▶ Brief
The data is to be retyped in full, exactly.

*** Dataset ***

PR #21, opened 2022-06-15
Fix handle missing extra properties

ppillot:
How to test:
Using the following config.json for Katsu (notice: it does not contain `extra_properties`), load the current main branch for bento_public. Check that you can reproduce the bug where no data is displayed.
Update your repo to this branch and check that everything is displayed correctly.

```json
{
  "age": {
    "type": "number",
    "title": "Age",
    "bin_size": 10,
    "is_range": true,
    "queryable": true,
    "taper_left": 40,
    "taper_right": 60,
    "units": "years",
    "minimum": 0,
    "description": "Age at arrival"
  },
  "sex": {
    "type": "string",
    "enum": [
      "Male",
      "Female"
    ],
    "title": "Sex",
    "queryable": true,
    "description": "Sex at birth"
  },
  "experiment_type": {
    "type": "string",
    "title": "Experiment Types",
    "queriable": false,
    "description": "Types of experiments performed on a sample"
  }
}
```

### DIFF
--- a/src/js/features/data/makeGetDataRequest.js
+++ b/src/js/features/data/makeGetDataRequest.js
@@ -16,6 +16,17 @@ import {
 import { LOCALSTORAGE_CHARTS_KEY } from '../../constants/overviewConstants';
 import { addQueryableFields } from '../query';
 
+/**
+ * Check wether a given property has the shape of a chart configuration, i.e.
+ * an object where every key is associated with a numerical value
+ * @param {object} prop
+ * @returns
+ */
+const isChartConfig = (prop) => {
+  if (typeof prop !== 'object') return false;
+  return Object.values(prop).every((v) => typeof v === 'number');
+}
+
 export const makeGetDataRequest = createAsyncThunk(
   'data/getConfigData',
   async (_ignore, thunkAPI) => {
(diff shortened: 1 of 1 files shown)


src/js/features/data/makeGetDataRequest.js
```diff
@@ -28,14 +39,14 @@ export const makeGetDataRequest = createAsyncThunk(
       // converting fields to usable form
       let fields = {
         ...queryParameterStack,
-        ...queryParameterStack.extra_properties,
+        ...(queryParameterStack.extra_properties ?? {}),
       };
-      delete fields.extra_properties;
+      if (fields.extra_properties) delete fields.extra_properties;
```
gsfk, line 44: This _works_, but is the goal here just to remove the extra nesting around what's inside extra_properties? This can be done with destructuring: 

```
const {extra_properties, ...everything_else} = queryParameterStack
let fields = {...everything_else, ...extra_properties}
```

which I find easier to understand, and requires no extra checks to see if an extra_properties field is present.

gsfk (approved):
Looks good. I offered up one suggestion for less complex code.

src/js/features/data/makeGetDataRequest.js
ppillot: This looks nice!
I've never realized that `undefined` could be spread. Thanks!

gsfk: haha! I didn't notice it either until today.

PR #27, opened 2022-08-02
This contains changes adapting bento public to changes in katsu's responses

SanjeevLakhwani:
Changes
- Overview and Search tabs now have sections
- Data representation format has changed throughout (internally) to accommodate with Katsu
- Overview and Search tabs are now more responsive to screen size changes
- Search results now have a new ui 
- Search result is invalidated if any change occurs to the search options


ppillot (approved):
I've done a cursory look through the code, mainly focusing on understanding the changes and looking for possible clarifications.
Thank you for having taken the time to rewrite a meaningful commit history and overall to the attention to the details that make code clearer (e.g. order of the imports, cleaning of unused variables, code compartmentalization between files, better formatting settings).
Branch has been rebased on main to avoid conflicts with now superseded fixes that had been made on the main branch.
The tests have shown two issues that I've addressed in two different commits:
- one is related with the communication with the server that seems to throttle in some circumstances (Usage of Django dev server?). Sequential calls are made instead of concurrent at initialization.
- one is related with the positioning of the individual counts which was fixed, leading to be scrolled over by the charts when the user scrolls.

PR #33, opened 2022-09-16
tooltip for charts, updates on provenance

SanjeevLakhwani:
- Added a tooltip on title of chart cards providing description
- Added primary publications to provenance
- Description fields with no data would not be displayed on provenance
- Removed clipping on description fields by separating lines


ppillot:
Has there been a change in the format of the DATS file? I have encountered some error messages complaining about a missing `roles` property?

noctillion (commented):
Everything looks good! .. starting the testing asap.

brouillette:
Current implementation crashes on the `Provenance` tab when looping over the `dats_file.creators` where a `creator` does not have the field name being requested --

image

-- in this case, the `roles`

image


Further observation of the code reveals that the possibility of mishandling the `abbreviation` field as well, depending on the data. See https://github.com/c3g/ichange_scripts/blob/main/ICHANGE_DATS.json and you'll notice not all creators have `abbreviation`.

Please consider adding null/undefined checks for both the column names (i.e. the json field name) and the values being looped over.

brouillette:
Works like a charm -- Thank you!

*** End of Dataset ***

▶ Exercise response
PR #21, opened 2022-06-15
Fix handle missing extra properties

ppillot:
How to test:
Using the following config.json for Katsu (notice: it does not contain `extra_properties`), load the current main branch for bento_public. Check that you can reproduce the bug where no data is displayed.
Update your repo to this branch and check that everything is displayed correctly.

```json
{
  "age": {
    "type": "number",
    "title": "Age",
    "bin_size": 10,
    "is_range": true,
    "queryable": true,
    "taper_left": 40,
    "taper_right": 60,
    "units": "years",
    "minimum": 0,
    "description": "Age at arrival"
  },
  "sex": {
    "type": "string",
    "enum": [
      "Male",
      "Female"
    ],
    "title": "Sex",
    "queryable": true,
    "description": "Sex at birth"
  },
  "experiment_type": {
    "type": "string",
    "title": "Experiment Types",
    "queriable": false,
    "description": "Types of experiments performed on a sample"
  }
}
```

### DIFF
--- a/src/js/features/data/makeGetDataRequest.js
+++ b/src/js/features/data/makeGetDataRequest.js
@@ -16,6 +16,17 @@ import {
 import { LOCALSTORAGE_CHARTS_KEY } from '../../constants/overviewConstants';
 import { addQueryableFields } from '../query';
 
+/**
+ * Check wether a given property has the shape of a chart configuration, i.e.
+ * an object where every key is associated with a numerical value
+ * @param {object} prop
+ * @returns
+ */
+const isChartConfig = (prop) => {
+  if (typeof prop !== 'object') return false;
+  return Object.values(prop).every((v) => typeof v === 'number');
+}
+
 export const makeGetDataRequest = createAsyncThunk(
   'data/getConfigData',
   async (_ignore, thunkAPI) => {
(diff shortened: 1 of 1 files shown)


src/js/features/data/makeGetDataRequest.js
```diff
@@ -28,14 +39,14 @@ export const makeGetDataRequest = createAsyncThunk(
       // converting fields to usable form
       let fields = {
         ...queryParameterStack,
-        ...queryParameterStack.extra_properties,
+        ...(queryParameterStack.extra_properties ?? {}),
       };
-      delete fields.extra_properties;
+      if (fields.extra_properties) delete fields.extra_properties;
```
gsfk, line 44: This _works_, but is the goal here just to remove the extra nesting around what's inside extra_properties? This can be done with destructuring: 

```
const {extra_properties, ...everything_else} = queryParameterStack
let fields = {...everything_else, ...extra_properties}
```

which I find easier to understand, and requires no extra checks to see if an extra_properties field is present.

gsfk (approved):
Looks good. I offered up one suggestion for less complex code.

src/js/features/data/makeGetDataRequest.js
ppillot: This looks nice!
I've never realized that `undefined` could be spread. Thanks!

gsfk: haha! I didn't notice it either until today.

PR #27, opened 2022-08-02
This contains changes adapting bento public to changes in katsu's responses

SanjeevLakhwani:
Changes
- Overview and Search tabs now have sections
- Data representation format has changed throughout (internally) to accommodate with Katsu
- Overview and Search tabs are now more responsive to screen size changes
- Search results now have a new ui 
- Search result is invalidated if any change occurs to the search options


ppillot (approved):
I've done a cursory look through the code, mainly focusing on understanding the changes and looking for possible clarifications.
Thank you for having taken the time to rewrite a meaningful commit history and overall to the attention to the details that make code clearer (e.g. order of the imports, cleaning of unused variables, code compartmentalization between files, better formatting settings).
Branch has been rebased on main to avoid conflicts with now superseded fixes that had been made on the main branch.
The tests have shown two issues that I've addressed in two different commits:
- one is related with the communication with the server that seems to throttle in some circumstances (Usage of Django dev server?). Sequential calls are made instead of concurrent at initialization.
- one is related with the positioning of the individual counts which was fixed, leading to be scrolled over by the charts when the user scrolls.

PR #33, opened 2022-09-16
tooltip for charts, updates on provenance

SanjeevLakhwani:
- Added a tooltip on title of chart cards providing description
- Added primary publications to provenance
- Description fields with no data would not be displayed on provenance
- Removed clipping on description fields by separating lines


ppillot:
Has there been a change in the format of the DATS file? I have encountered some error messages complaining about a missing `roles` property?

noctillion (commented):
Everything looks good! .. starting the testing asap.

brouillette:
Current implementation crashes on the `Provenance` tab when looping over the `dats_file.creators` where a `creator` does not have the field name being requested --

image

-- in this case, the `roles`

image


Further observation of the code reveals that the possibility of mishandling the `abbreviation` field as well, depending on the data. See https://github.com/c3g/ichange_scripts/blob/main/ICHANGE_DATS.json and you'll notice not all creators have `abbreviation`.

Please consider adding null/undefined checks for both the column names (i.e. the json field name) and the values being looped over.

brouillette:
Works like a charm -- Thank you!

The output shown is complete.